この空のようにお先真っ暗な日常に逆戻り……昼なのに真っ暗?
空を見上げたはずが、目の間に長髪の女性の顔面が迫っていた……怖ッ!
・綾部良太 享年36歳・
死因 頭部強打による頭蓋内損傷
えっ? 結局俺死んだの?
退院初日に自殺に巻き込まれたとか……笑えねぇ。
◇ ◇ ◇ ◇
「えぇ……誰? もう一人とか聞いてないけど」
真っ白な空間で、真っ白な長髪のナイスボインにいきなり問われた。
まず自分から名乗るべきでは?
「ボインて……まぁこちらから名乗るのはたしかにそうじゃな。我は創造神、この世界を創造、管理している」
騒々しい? たしかにうるさそうなオッパイだ……けしからん。
「ええい! 胸ばかり見るな俗物め! これだから男の魂はめんどくさい。この世界、星を創造! 作った神様! おわかり?」
声は出ないけど意思は伝わってしまうようだ。
この星というと地球のことだろうか、月とか火星とかじゃないよな?
「ちきゅう? つき? かせい? すまんがキミのいた世界の星のことはよう知らんぞ、我には我の世界があるからな」
そうか、異世界には異世界の星があるんだな……大変勉強になりました。
それにしても随分と意識がはっきりした夢だな。
「たしかに、死んだ者は大体この空間を夢と思うようだな。だが安心せい、紛れもなくお主は死んでおる」
死亡を保証されてしまった。
「しかしおかしいのう、こちらへの転生は一人だけの予定だったはずだが」
ということは俺の前に誰かここに?
「うむ、悲惨な人生を歩んでいた者でな、最後は自殺という道を選んでしまった。可哀想じゃから色々優遇してやったのだ」
あれ?
じゃあ俺の死因は?
「お主か、どれどれ……自殺に巻き込まれ頭部強打? ……んん? 死亡日時も場所も同じのようじゃな」
なんてこった……じゃああの時のホラー映像が自殺した娘だったのか。
「なるほどのう、それで魂がこんがらがって一緒にこっちに渡ってきてしもうたのか。しかし今更戻せるわけでもないし…」
ということは?
つまり俺も色々と優遇されて転生……?
「優遇のう……お主の魂を見るに、そこそこの才能があり、不遇の扱いを受けてたわけでもないやつを、優遇するわけにもいかんのじゃ」
たしかに不遇というよりは、ただただ虚しい人生だったな。
でも俺に才能……?
ま、まさかたまに右眼が疼いていたのはそういう……。
「それは単なる眼精疲労ではないか? 見るに、お主は空間把握能力に優れていて射撃の才能があったようじゃな」
射撃か……自衛隊や警察になってれば活かせたのかな?
でも訓練とかきつそうで嫌だな。
進路でもそんなの選択肢にすら入れてなかったし。
あーそれに転生したらどうせ記憶も消えるんだろうし、次の人生でも活かせないんだろうなぁ。
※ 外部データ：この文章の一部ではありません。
PR #656, opened 2026-08-01
Prototype Vector API String scanning

cushon:
This is another prototype of using the Vector API to accelerate scanning of the String APIs (see #504, #503, #654).

The main challenge with supporting the String APIs compared to the UTF-8 APIs is that the backing String array is not part of a public API. #503 used reflection to access String internals, but relying on unsupported String internals isn't appealing for production workloads.

This PR implements a few different alternatives for evaluation:

* chunked scanning without relying on String internals - this uses the standard `String.getChars()` API to copy 512 char chunks into a reused thread-local `char[]` buffer, and then do vectorized scans of the buffer.
* unsafe short vector scans - this uses reflection to access the String internal `byte[] value`, but instead of leaking the compact string implementation details it always creates a `ShortVector`, using `VectorOperators.B2S` on latin1 strings.
* unsafe byte vector hybrid - this also uses String internals, and uses the String's coder to return a `ByteVector` for latin1 strings and `ShortVector` for UTF-16 strings

Benchmark results

```
TRIALS="CharClassStartAccelerationBenchmark.lengthSweep.128@safere-string,CharClassStartAccelerationBenchmark.lengthSweep.512@safere-string,CharClassStartAccelerationBenchmark.lengthSweep.2048@safere-string"
```

e.g.

```
./run-java-benchmarks.sh --fastbuild CrossEngineBenchmark.run -- -jvmArgsAppend "-Dsafere.vector.disabled=true" -p crossEngineTrial=$TRIALS
```

| Input Length | Scalar Baseline | Copy Mode | Unsafe - Short | Unsafe-Byte - Hybrid | Speedup (Copy vs Scalar) | Speedup (Hybrid vs Scalar) | Speedup (Hybrid vs Unsafe) |
| :--- | :--- | :--- | :--- | :--- | :--- | :--- | :--- |
| **128** | 259.43 | 267.34 (scalar) | 187.66 (vector) | 174.36 (vector) | **1.00x** (bypassed) | **1.48x** | **1.07x** |
| **512** | 799.40 | 476.54 (vector) | 259.96 (vector) | 217.41 (vector) | **1.67x** | **3.67x** | **1.19x** |
| **2048** | 2788.29 | 1437.01 (vector) | 540.02 (vector) | 422.47 (vector) | **1.94x** | **6.60x** | **1.27x** |

Observations

[...]

PR #688, opened 2026-08-09
Add unit tests for literal and character-class prefix start acceleration

cushon:
Add PrefixAccelerationTest covering case-insensitive, case-sensitive, and character-class prefix start acceleration across String and UTF-8 inputs with boundary alignments.

This was created as part of #656, but the test coverage could be useful independent of the String vector optimization work.


eaftan (approved):
I noticed that most of the new tests used fully literal patterns, so they exited through the literal fast path without exercising prefix acceleration. I've pushed a commit that retains each literal prefix while adding a nonliteral suffix, ensuring the intended path is covered. 

LGTM with that change

Issue #674, opened 2026-08-06
Prepare for Vector API becoming a preview feature / reconsider MR-JARs


cushon:
After https://github.com/eaftan/safere/commit/b75da43d5296245b009990f9f751f643d3072113 the Vector API is unconditionally compiled into the main SafeRE module, and only loaded if the Vector API preview is enabled.

I think this approach may need to be revised when the Vector API graduates from an incubating feature to a preview feature.

Preview features require compiling with `--enable-preview`, which produces class files with a special minor version number that require also passing `--enable-preview` at runtime to use.

The Vector scanner is in the main SafeRE module, and for modularized compilations all of the sources have to be passed to a single javac invocation, and `--enable-preview` shouldn't be passed to the other SafeRE classes that don't use the Vector prototype.

I may be missing ways to reconcile that and keep the Vector stuff in the main module even after it becomes a preview feature, but I wonder if it'll be necessary to move it back to an MR-JAR eventually.

Nothing needs to happen until Vector becomes a preview, which may happen relatively soon now that JEP 401 is in preview.

cushon:
Also it does look like there are some changes in the Vector API since JDK 21, e.g. some `VectorOperators`s got renamed. I ran into that experimenting with a change to the SafeRE Vector scanner, MR-JARs would provide a way to deal with changes like that.

https://github.com/openjdk/jdk/blob/eabfcf47f63542efcca4cfe7375345b09b257589/src/jdk.incubator.vector/share/classes/jdk/incubator/vector/VectorOperators.java#L655

https://github.com/openjdk/jdk21u-dev/blob/3139a68dd765f049596b5e83bd6d0d3882ffe193/src/jdk.incubator.vector/share/classes/jdk/incubator/vector/VectorOperators.java#L643

eaftan:
Just a note that Vector is still in incubation in Java 27 and 28-ea.  I'd be happy to add MR-JAR support back in if we need it for any reason though.

PR #692, opened 2026-08-10
Add 16-bit Vector and SWAR kernels

cushon:
Following the extraction of `ByteVectorScan` and `ByteSwarScan` in #690, this adds support for 16-bit (UTF-16) and `MemorySegment` SIMD and SWAR scanning kernels.

This adds support for all combinations of:

* 1-byte (Latin-1, UTF-8) and 2-byte (UTF-16) charsets
* Heap Arrays (`byte[]`, `char[]`) and `MemorySegment`
* Vector API (`ByteVector`, `ShortVector`) and 64-bit broadword SWAR

This lays groundwork for optimized `String` APIs using vector and SWAR scanning across heap arrays or `MemorySegments` representing the backing data for a Java `String` (#656).

The FFM `MemorySegment` APIs aren't stable until JDK 22+, so this adds a separate `safere-foreign` module for `MemorySegment` based APIs. It would also be possible to include them in the main module and load them reflectively on JDK 22+, but that could cause problems for tools that scan the jar and expect the bytecode to all be JDK 21 compatible. Another option would be to re-introduce multi-release jars. Having a separate module seems OK for now, but I think the other approaches are probably workable if benefits to them are found.


eaftan (commented):
I'm happy accepting this kernel groundwork given my belief in the direction. I did find several correctness issues in the initial implementation: accepted vector ranges could be skipped, unsigned and supplementary UTF-16 ranges were mishandled, byte-backed UTF-16 was endian-dependent, large segment positions could be narrowed, invalid byte ranges and empty prefixes were not handled safely, and multi-character ignore-case searches could become O(n*m). The new module was also included unconditionally in the JDK-21 reactor.

I've pushed a commit that fixes those issues. Longer ignore-case prefixes now use linear-time KMP while one-character scans retain the SIMD/SWAR path, and `safere-foreign` is activated only on JDK 22+. 

My main feedback is about packaging. As you suggested in #674, I think we should probably revive SafeRE's MR-JAR approach rather than establish `safere-foreign` as a separate public artifact. I removed the earlier MR-JAR infrastructure because the UTF-8 Vector implementation turned out to work entirely on JDK 21, which is already SafeRE's minimum supported version. But in this PR we have genuinely version-specific functionality, and we're likely to want more going forward.  Given all that, MR-JAR seems like the most elegant way to package this.

cushon:
Thanks for the fixes!

> I think we should probably revive SafeRE's MR-JAR approach rather than establish safere-foreign as a separate public artifact.

Switching back to MR-JARs SGTM. What do you think is the best sequencing? Do you want to restore the MR-JAR build integration from https://github.com/eaftan/safere/commit/b75da43d5296245b009990f9f751f643d3072113 first and then update this PR to use it, or do that as a follow-up?

Also I have slightly mixed feelings on MR-JARs--I think they still aren't that well supported by parts of the ecosystem, but they also seem like the cleanest way to handle using FFM and Vector when they're available, and supporting Vector as it graduates from incubator to preview, and potentially benefiting from upcoming features (like using value types to flatten types in the DFA). But I think they're worth trying again.

---

Also in `ShortVectorScan` and `SegmentShortVectorScan` I think the `lanewise(XOR, ...` could still be avoided for the lower half of BMP:

```java
  if (highBound <= 0x7FFF) {
    return values.compare(VectorOperators.GE, low).and(values.compare(VectorOperators.LE, high));
  }
```

eaftan:
> Switching back to MR-JARs SGTM. What do you think is the best sequencing? Do you want to restore the MR-JAR build integration from https://github.com/eaftan/safere/commit/b75da43d5296245b009990f9f751f643d3072113 first and then update this PR to use it, or do that as a follow-up?

Yeah, that sounds good.  I'll probably put up a stacked PR on top of this one to revive the MR-JAR stuff and send it to you for review.  Then when I merge it, it will merge into this PR, then I can approve this PR.

> Also in `ShortVectorScan` and `SegmentShortVectorScan` I think the `lanewise(XOR, ...` could still be avoided for the lower half of BMP:
>
> ```java
>   if (highBound <= 0x7FFF) {
>     return values.compare(VectorOperators.GE, low).and(values.compare(VectorOperators.LE, high));
>   }
> ```

Good point.  Done in 4c3dfe5f10cbd97fba54d3678c6bbcadc7219257.

cushon:
> I'll probably put up a stacked PR on top of this one to revive the MR-JAR stuff and send it to you for review. Then when I merge it, it will merge into this PR, then I can approve this PR.

The changes in https://github.com/cushon/safere/pull/1 LGTM, thanks!

cushon:
I have reworked this again to drop the `MemorySegment` kernels of now, and keep the new `short` Vector and SWAR Kernels. It isn't clear the `MemorySegment` support is going to be useful so I think it's best to defer it.

That also means there isn't a need to switch back to MR-JARs immediately, sorry for the back and forth on that. I kept the `DEVELOPMENT.md` with the notes about MR-JARs, which should be useful when the Vector API graduates from incubator to preview and needs to be moved to a MR-JAR.

safere/src/main/java/org/safere/internal/Ascii.java
```diff
@@ -0,0 +1,53 @@
+// This file is part of a Java port of RE2 (https://github.com/google/re2).
+// Original RE2 code is Copyright (c) 2009 The RE2 Authors.
+// Modifications and Java port Copyright (c) 2026 Eddie Aftandilian.
+// Licensed under the BSD 3-Clause License (see LICENSE file).
+
+package org.safere.internal;
```
eaftan: Would it make sense to move the 3 classes in `org.safere.internal` to `org.safere` and make them package-private?  Since they're public, consumers can depend on them when the JAR is used on the traditional classpath rather than the module path.  Making them package-private would keep them implementation details.

eaftan (dismissed):
Makes sense to me.  Let me know if you do need any newer Vector APIs and I can revive the MR-JAR packaging.  

My comment is non-blocking. Feel free to address or not and then merge.

safere/src/main/java/org/safere/internal/Ascii.java
cushon: Good point, thanks. This was only in a separate package to share with the vector submodule, which doesn't exist anymore. I moved them to `org.safere` and made them package-private.

eaftan (approved):

PR #693, opened 2026-08-10
Refactor start accelerators behind a shared interface

cushon:
This is a refactoring to extract a shared abstraction for start accelerators (literal, line anchor, char class), in preparation for the changes in #655.

### DIFF
--- a/safere-crosscheck/pom.xml
+++ b/safere-crosscheck/pom.xml
@@ -128,6 +128,7 @@
                         <exclude name="SafeReDiagnosticsTest.java"/>
                         <exclude name="SearchScalingRegressionTest.java"/>
                         <exclude name="SimplifierTest.java"/>
+                        <exclude name="StartAcceleratorTest.java"/>
                         <exclude name="UnicodeJdkConsistencyTest.java"/>
                         <exclude name="UnicodeTablesTest.java"/>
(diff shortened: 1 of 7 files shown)


eaftan (approved):
This is a good maintainability refactoring: the typed hierarchy is clearer, non-discrete offsets are preserved, and start acceleration correctly avoids bypassing reject prefilters.

I did notice that the shared interface added measurable dispatch overhead on two UTF-8 hot paths. I also found that literal-prefix patterns encoded and retained the same UTF-8 prefix twice. I've pushed commits that preserve direct sealed-type dispatch at the hot `Pattern.find` site and reuse the existing encoded prefix.

| Benchmark | main (ns/op) | submitted head (ns/op) | with fixes (ns/op) | Result |
|---|---:|---:|---:|---|
| `FixedOffsetAccelerationBenchmark.findDigitsWithoutSlash@safere-utf8` | 1537.464 | 1841.309 | 1533.446 | neutral |
| `Utf8MatchingBenchmark.literalPrefixNonmatchBytes@safere-utf8` | 1363.911 | 1573.770 | 1383.525 | neutral |

The PR head was 19.8% and 15.4% slower on those workloads; with the fix it's neutral.

LGTM

Issue #594, opened 2026-07-25
Investigate RE#


eaftan:
RE# is a non-backtracking regex engine for .NET. Instead of the NFA/DFA approach that RE2-descendants use, RE# takes a derivative based approach. They claim SOTA performance on the rebar benchmark suite. 

We should investigate RE# and see there are any learnings we can integrate into SafeRE. Perhaps we should implement an engine that uses this approach and either expose it as an optional mode, or select it when it outperforms our current strategies. 

Paper: https://arxiv.org/pdf/2407.20479

cushon:
It looks like really interesting work. There’s also a rust port, which make some refinements to the approach that could also be worth considering: https://iev.ee/blog/symbolic-derivatives-and-the-rust-rewrite-of-resharp/

eaftan:
After looking more closely at the paper and its baseline results, I do not think the performance is intrinsic to derivatives. Derivatives give RE# a convenient algebraic representation for discovering optimizations, but the resulting matcher is still essentially a symbolic lazy DFA. Most of the useful ideas should transfer to SafeRE without adding a derivative engine or changing SafeRE semantics.

The main transferable idea is: **treat every automaton state as a new search problem, and attach the best available accelerator to that state.** SafeRE already performs substantial analysis and acceleration for the original pattern. RE# continues doing this after the match has partially progressed.

A possible implementation order:

1. **Per-DFA-state self-loop skipping.** For a DFA state `q`, identify character classes `C` for which `delta(q, C) == q` and consuming `C` cannot report or otherwise affect a match. Instead of taking one DFA transition per character, scan directly for the next character outside `C`. For example, after consuming `abcd` in `abcd.*efg`, the residual state can skip directly to candidate `e` characters. This can be derived from the ordinary DFA graph; residual regex objects are not required. A conservative first version could cover ASCII input, nonaccepting states, and patterns without position-dependent assertions.

2. **State-local literal runs.** When the continuation from a state has an unambiguous literal path, compare several characters at once and jump directly to the destination state. When the current state self-loops over all noncandidate characters, this can become a search-and-consume operation rather than merely a bulk comparison. This generalizes prefix acceleration from the beginning of a pattern to intermediate DFA states.

[...]

PR #694, opened 2026-08-10
Support disjoint required literal reject prefilters for alternations

cushon:
When executing unanchored searches for alternations where every branch requires a distinct literal substring (such as `.*(?:apple|banana|cherry).*`, `(foo.*|bar.*|baz.*)`, or `(?:\bfirstToken\b|\bsecondToken\b)`), this introduces a reject prefilter using `indexOf`.

The optimization only applies to a maximum of 16 alternations, at that threshold repeated calls to `indexOf` should still be faster than the DFA. There is potential future work to vectorize this approach and do it one pass, and get more benefit (see also #656 #594).

This was inspired by similar concepts in Hyperscan's RejectPrefilter / ReSharp's Noodle branch-literal extraction / Rust regex-automata's prefilter gate.

### DIFF
--- a/safere/src/main/java/org/safere/Matcher.java
+++ b/safere/src/main/java/org/safere/Matcher.java
@@ -438,6 +438,7 @@ public final class Matcher implements MatchResult {
 
   private void invalidatePatternCaches() {
     preparedMatchRunner = null;
+    disjointRequiredLiteralsChecked = false;
     cachedForwardFirstMatchDfa = null;
     cachedForwardLongestMatchDfa = null;
     cachedReverseDfa = null;
--- a/safere/src/main/java/org/safere/Matcher.java
+++ b/safere/src/main/java/org/safere/Matcher.java
@@ -21,6 +21,7 @@ import java.util.function.Function;
 import java.util.regex.MatchResult;
 import java.util.stream.Stream;
 import java.util.stream.StreamSupport;
+import org.safere.Pattern.DisjointRequiredLiterals;
 
 /**
  * An engine that performs match operations on a {@linkplain CharSequence character sequence} by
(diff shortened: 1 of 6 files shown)


eaftan (dismissed):
This one looks reasonable.  I understand why you'd take this `indexOf` approach as opposed to doing it in one pass given the situation with accessing String internals.

I think the central decision for this version of the optimization is how many required literals should be accepted into the repeated-`String.indexOf` path. To measure the crossover, I benchmarked `RegexBenchmark.alternationFind` on paired current-main and PR builds using a 32 KiB rejected String input with two, four, and eight disjoint required literals. Performance below is normalized to main, so higher is better:

| Required literals | PR performance relative to main | Decision |
|---:|---:|---|
| 2 | 2.50x | Keep the prefilter |
| 4 | 1.27x | Keep the prefilter |
| 8 | 0.62x | Use the existing matcher path |

This PR's original threshold was 16. Since the optimization is already slower than main at eight literals, **I went ahead and changed the threshold from 16 to four, the largest measured winning count.** (bolding so you notice this)

I also found several correctness and scaling boundaries in the submitted implementation. UTF-16 substring minimization could incorrectly prune a supplementary-code-point branch, repeated `find()` calls could become quadratic, `usePattern()` did not reset the cached state, start-anchored patterns could scan the whole input unnecessarily, and the UTF-8 path was substantially slower than the existing DFA.

I've pushed commits that fix those issues and add regression coverage. The prefilter now uses code-point KMP for minimization, runs once per String matcher search session, resets with matcher state, skips anchored and UTF-8 paths, and is capped at four literals based on the measured crossover. 

As a secondary worst-case positive-input check, I benchmarked `(?:banana|apple)\d` against a 32 KiB input consisting of `apple0 ` repeated and truncated to 32,768 characters, yielding 4,681 matches per find-all operation. Because the first required literal, `banana`, is absent, the prefilter scans the full input before finding `apple`; normal matching then starts from the beginning and enumerates every match. This deliberately unfavorable case is about 6% slower than current main. 

I think the 2.50x two-literal and 1.27x four-literal rejection gains justify that small positive-input cost.

cushon:
Thanks!

> I went ahead and changed the threshold from 16 to four, the largest measured winning count

SGTM--it might make sense to have the threshold be tuneable depending on which accelerator it's being used with, e.g. I think if this can be vectorized it won't require 16 passes for 16 literals. But that can be future work.

eaftan (approved):

PR #695, opened 2026-08-10
Refactor to encapsulate reject prefilters

cushon:
This is a similar refactoring to https://github.com/eaftan/safere/pull/693 but for reject prefilters. This will make adding additional strategies like https://github.com/eaftan/safere/pull/694 simpler, and lays groundwork for future optimizations like Teddy SIMD or aho-corasick prefilters.

### DIFF
--- a/safere-crosscheck/pom.xml
+++ b/safere-crosscheck/pom.xml
@@ -125,6 +125,7 @@
                         <exclude name="ProgTest.java"/>
                         <exclude name="RegexpOpTest.java"/>
                         <exclude name="RegexpTest.java"/>
+                        <exclude name="RejectPrefilterTest.java"/>
                         <exclude name="SafeReDiagnosticsTest.java"/>
                         <exclude name="SearchScalingRegressionTest.java"/>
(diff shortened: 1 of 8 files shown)


eaftan (dismissed):
This is a good maintainability refactoring. Encapsulating the reject-prefilter strategies gives them a clearer structure, and the disjoint-literal prefilter retains its once-per-search and String-only semantics from #694.

I did notice that composite String diagnostics could report the first filter instead of the filter that actually rejected. I also found measurable interface-dispatch overhead on the UTF-8 leaf path. I've pushed commits that fix the diagnostics attribution and preserve direct sealed-type dispatch at the hot site.

| Benchmark | main (ns/op) | submitted head (ns/op) | with fixes (ns/op) | Result |
|---|---:|---:|---:|---|
| `Utf8MatchingBenchmark.requiredSingleAsciiNonmatchBytes@safere-utf8` | 1404.232 | 1590.839 | 1377.088 | neutral |

The submitted implementation was 13.3% slower on that workload; with the fix it's neutral. 

LGTM

eaftan (approved):

PR #2062, opened 2019-05-21
Improve clickability of reaction buttons in Firefox

bfred-it:
Clicking on the avatars in Firefox brings you to their profile. So I dropped the link on those avatars. Also the `a` is used in the styles so I just left it there to avoid having to change the styles as well.

### DIFF
--- a/source/features/reactions-avatars.tsx
+++ b/source/features/reactions-avatars.tsx
@@ -45,7 +45,7 @@ function add(): void {
 
 			// Without this, Firefox will follow the link instead of submitting the reaction button
 			if (!navigator.userAgent.includes('Firefox/')) {
-				(avatar as any).href = `/${participant.username}`
+				(avatar as any).href = `/${participant.username}`;
 			}
 
 			participant.container.append(avatar);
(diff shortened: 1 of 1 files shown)


source/features/reactions-avatars.tsx
```diff
@@ -37,11 +37,18 @@ function add(): void {
...
-					<img src={`/${participant.username}.png?size=${window.devicePixelRatio * 20}`}/>
+			const avatar = (
+				<a>
+					<img src={`/${participant.username}.png?size=${window.devicePixelRatio * 20}`} />
 				</a>
 			);
+
+			// Without this, Firefox will follow the link instead of submitting the reaction button
+			if (!navigator.userAgent.includes('Firefox/')) {
+				(avatar as any).href = `/${participant.username}`
```
bfred-it: Sadly `as HTMLAnchorElement` causes:

```ts
      TS2352: Conversion of type 'Element' to type 'HTMLAnchorElement' may be a mistake because neither type sufficiently overlaps with the other. If this was intentional, convert the expression to 'unknown' first.
  Type 'Element' is missing the following properties from type 'HTMLAnchorElement': charset, coords, download, hreflang, and 20 more.
```

And I don't remember if we came up with a better solution for this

「ふむ、記憶か……優遇はできんが、ちと頼まれ事を聞いてくれるなら記憶は抹消しないでやってもよいぞ?」
な、なんやて?
「先に転生した娘だがな、ちょっと心に闇を抱え過ぎというか……優遇はしたものの、力に振り回されやせんかと思うてな。あんなのが魔王にでもなったら人類が滅びかねん」
ふーん、そりゃ大変……魔王?
えっ、ちょっ…そんなのがいる世界なの?
「もし見かけたら気にかけてやってくれ、それじゃあ頼んだぞ」
ちょっ、人の話を…うおっまぶし!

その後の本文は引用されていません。